Dataset [skypro1111/ubertext-2-news-verbalized](https://huggingface.co/datasets/skypro1111/ubertext-2-news-verbalized)

## Training Procedure
The model underwent 70,000 training steps, which is almost 2 epochs, with further training the results degraded.

```python
from transformers import MBartForConditionalGeneration, AutoTokenizer, Trainer, TrainingArguments
from datasets import load_dataset, DatasetDict
import torch

model_name = "facebook/mbart-large-50"

dataset = load_dataset("skypro1111/ubertext-2-news-verbalized")
dataset = dataset.train_test_split(test_size=0.1)
datasets = DatasetDict({
    'train': dataset['train'],
    'test': dataset['test']
})

tokenizer = AutoTokenizer.from_pretrained(model_name)
tokenizer.src_lang = "uk_XX"
tokenizer.tgt_lang = "uk_XX"


def preprocess_data(examples):
    model_inputs = tokenizer(examples["inputs"], max_length=1024, truncation=True, padding="max_length")
    with tokenizer.as_target_tokenizer():
        labels = tokenizer(examples["labels"], max_length=1024, truncation=True, padding="max_length")
    model_inputs["labels"] = labels["input_ids"]
    return model_inputs

datasets = datasets.map(preprocess_data, batched=True)

model = MBartForConditionalGeneration.from_pretrained(model_name)

training_args = TrainingArguments(
    output_dir=f"./results/{model_name}-verbalization",
    evaluation_strategy="steps",
    eval_steps=5000,
    save_strategy="steps",
    save_steps=1000,
    save_total_limit=40,
    learning_rate=2e-5,
    per_device_train_batch_size=2,
    per_device_eval_batch_size=2,
    num_train_epochs=2,
    weight_decay=0.01,
)

trainer = Trainer(
    model=model,
    args=training_args,
    train_dataset=datasets["train"],
    eval_dataset=datasets["test"],
)

trainer.train()
trainer.save_model(f"./saved_models/{model_name}-verbalization")
```

## Usage
```python
from transformers import MBartForConditionalGeneration, AutoTokenizer
import torch

device = "cuda" if torch.cuda.is_available() else "cpu"

model_name = "skypro1111/mbart-large-50-verbalization"

model = T5ForConditionalGeneration.from_pretrained(
        model_name,
        low_cpu_mem_usage=True,
        device_map=device,
)
model.eval()
tokenizer = AutoTokenizer.from_pretrained(model_name)
tokenizer.src_lang = "uk_XX"
tokenizer.tgt_lang = "uk_XX"

input_text = "<verbalization>:Цей додаток вийде 15.06.2025."

encoded_input = tokenizer(input_text, return_tensors="pt", padding=True, truncation=True, max_length=1024).to(device)
output_ids = model.generate(**encoded_input, max_length=1024, num_beams=5, early_stopping=True)
output_text = tokenizer.decode(output_ids[0], skip_special_tokens=True)

print(output_text)
```

## Performance
Evaluation metrics were not explicitly used for this model.

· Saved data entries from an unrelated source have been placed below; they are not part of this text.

PR #1596, opened 2016-12-19
fix(logging): silence spurious "missing token" error noise

### LINKED ISSUE #1595: seeing a lot of '"op":"metricsContext.gather","err":"Error: Missing token"' in stage. Expected?
Just filing this to get an opinion on whether this is expected. Seeing a lot of '"op":"metricsContext.gather","err":"Error: Missing token"' in stage. 

@rfk, @philbooth ?

philbooth:
Fixes #1595.

The "missing token" error generates a lot of log noise because it occurs in legitimate scenarios when trying to gather metrics context data speculatively, from `log.notifyAttachedServices` and `log.flowEvent`.

We were already silencing it in `metricsContext.clear` and actually, due to the above, I think we should silence it in `gather` too. Doing this means `getToken` no longer needs to `throw`, which pleases me because it was only throwing for flow control anyway (my fault).

I also think our logging elsewhere is sufficient to cover any genuine issues relating to missing token data.

@vbudhram r?

### DIFF
--- a/lib/error.js
+++ b/lib/error.js
@@ -31,7 +31,7 @@ var ERRNO = {
   REQUEST_BLOCKED: 125,
   ACCOUNT_RESET: 126,
   INVALID_UNBLOCK_CODE: 127,
-  MISSING_TOKEN: 128,
+  // MISSING_TOKEN: 128,
   SERVER_BUSY: 201,
   FEATURE_NOT_ENABLED: 202,
   UNEXPECTED_ERROR: 999
@@ -475,13 +475,6 @@ AppError.invalidUnblockCode = function () {
     message: 'Invalid unblock code'
   })
 }
-
-AppError.missingToken = () => new AppError({
-  code: 400,
-  error: 'Bad Request',
-  errno: ERRNO.MISSING_TOKEN,
-  message: 'Missing token'
-})
 
 module.exports = AppError
 module.exports.ERRNO = ERRNO
--- a/lib/metrics/context.js
+++ b/lib/metrics/context.js
@@ -6,7 +6,6 @@
 
 const bufferEqualConstantTime = require('buffer-equal-constant-time')
 const crypto = require('crypto')
-const error = require('../error')
 const HEX = require('../routes/validators').HEX_STRING
 const isA = require('joi')
 const Memcached = require('memcached')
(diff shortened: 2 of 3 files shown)


lib/metrics/context.js
```diff
@@ -104,18 +103,20 @@ module.exports = function (log, config) {
    * @param data target object
    */
   function gather (data) {
-    const metadata = this.payload && this.payload.metricsContext
     let token
 
     return P.resolve()
       .then(() => {
+        const metadata = this.payload && this.payload.metricsContext
```
philbooth: I moved this local to the inner scope to avoid any confusion when a later scope re-uses the same variable name.

lib/error.js
```diff
@@ -31,7 +31,7 @@ var ERRNO = {
   REQUEST_BLOCKED: 125,
   ACCOUNT_RESET: 126,
   INVALID_UNBLOCK_CODE: 127,
-  MISSING_TOKEN: 128,
+  // MISSING_TOKEN: 128,
```
vbudhram: Doesn't look like this is used anywhere, did you intend to keep it around in case we bring back missing token somewhere else?

philbooth: This is a convention that we already follow in this file, if you look a bit further up at the lines for `ACCOUNT_LOCKED` and `ACCOUNT_NOT_LOCKED`.

Once retired, we don't want to re-use old error numbers for new reasons because it may make diagnosing problems in the logs tricky around the boundaries.

philbooth:
> You mentioned that we have logging elsewhere to cover any legit issues with tokens is this `calculateFlowSignatureBytes` in metrics lib?

Actually I was thinking about the request-level logging. It's kind of tautological, but missing tokens in `metricsContext.gather` are not an error on endpoints where tokens are either optional or unrequired. So Hapi's validation layer would already be kicking in and covering us in the cases where it is a problem.

The only time I could see one of these "missing token" errors being genuine is if a token gets sent to an endpoint but then our own code removes the token mistakenly for some reason. The chances of this imaginary problem happening seem unlikely enough that it's not worth paying the price of the real problem we have, which is log noise.

philbooth:
Thanks @vbudhram!

PR #1603, opened 2016-12-28
refactor(server): eliminate duplicate calls to user-agent parser

### LINKED ISSUE #1426: Do we call lib/userAgent more than we need to?
I just realised there are a couple of places in the `/account/login` handler where we invoke `userAgent.call(...)` and I don't think we need to.

If we have a session token, the user agent data is already available in its parsed form, using the fields `uaBrowser`, `uaBrowserVersion`, `uaOS`, `uaOSVersion` and `uaDeviceType`. And in both of these places, we already have a session token:
- [The call to `mailer.sendNewDeviceLoginNotification`](https://github.com/mozilla/fxa-auth-server/blob/7a91f31966550abdab444e0857ff17f1eb1b0625/lib/routes/account.js#L557-L562).
- [The call to `mailer.sendVerifyLoginEmail`](https://github.com/mozilla/fxa-auth-server/blob/7a91f31966550abdab444e0857ff17f1eb1b0625/lib/routes/account.js#L583-L591).

It seems like we should just construct the data objects manually and assign the relevant `ua...` properties from the session token instead.

philbooth:
Fixes #1426.

In various places we needlessly parse the same user-agent string multiple times. This change eliminates that duplicate effort.

You can test it out by checking the correct user-agent information still appears in emails sent from the `/account/create`, `/account/login` and `/recovery_email/resend_code` endpoints (it's currently deployed to `pbooth.dev.lcip.org` if you want to try it there).

@mozilla/fxa-devs r?

### DIFF
--- a/lib/routes/account.js
+++ b/lib/routes/account.js
@@ -276,14 +276,19 @@ module.exports = function (
           if (! account.emailVerified) {
             return getGeoData(ip)
               .then(function (geoData) {
-                mailer.sendVerifyCode(account, account.emailCode, userAgent.call({
+                mailer.sendVerifyCode(account, account.emailCode, {
                   service: form.service || query.service,
                   redirectTo: form.redirectTo,
                   resume: form.resume,
                   acceptLanguage: request.app.acceptLanguage,
                   ip: ip,
-                  location: geoData.location
-                }, request.headers['user-agent'], log))
+                  location: geoData.location,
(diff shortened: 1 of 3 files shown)


seanmonstar:
Fantastic! I'd been thinking about this also, with a possible solution of taking a `request` as an argument, caching the result on `request.app.ua`, but this is better, since we already have this from previous requests of this session.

Its performance is primarily demonstrated through its application in enhancing the naturalness of TTS outputs.

## Limitations and Ethical Considerations
Users should be aware of the model's potential limitations in understanding highly nuanced or domain-specific content. Ethical considerations, including fairness and bias, are also crucial when deploying this model in real-world applications.

## Citation
Ubertext 2.0
```
@inproceedings{chaplynskyi-2023-introducing,
  title = "Introducing {U}ber{T}ext 2.0: A Corpus of Modern {U}krainian at Scale",
  author = "Chaplynskyi, Dmytro",
  booktitle = "Proceedings of the Second Ukrainian Natural Language Processing Workshop",
  month = may,
  year = "2023",
  address = "Dubrovnik, Croatia",
  publisher = "Association for Computational Linguistics",
  url = "https://aclanthology.org/2023.unlp-1.1",
  pages = "1--10",
}
```
mBart-large-50
```
@article{tang2020multilingual,
    title={Multilingual Translation with Extensible Multilingual Pretraining and Finetuning},
    author={Yuqing Tang and Chau Tran and Xian Li and Peng-Jen Chen and Naman Goyal and Vishrav Chaudhary and Jiatao Gu and Angela Fan},
    year={2020},
    eprint={2008.00401},
    archivePrefix={arXiv},
    primaryClass={cs.CL}
}
```

## License
This model is released under the MIT License, in line with the base mbart-large-50 model.